PR #653, opened 2026-09-13
Use the aiodahua library instead of a vendored client

brianegge:
Replaces the vendored client with a dependency on [aiodahua](https://github.com/brianegge/aiodahua), leaving a ~60 line shim that preserves the original constructor signature.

........

DESCRIPTION OF THE TASK> Type the whole listing again, unaltered.

SOLVED EXERCISE>
PR #653, opened 2026-09-13
Use the aiodahua library instead of a vendored client

brianegge:
Replaces the vendored client with a dependency on [aiodahua](https://github.com/brianegge/aiodahua), leaving a ~60 line shim that preserves the original constructor signature.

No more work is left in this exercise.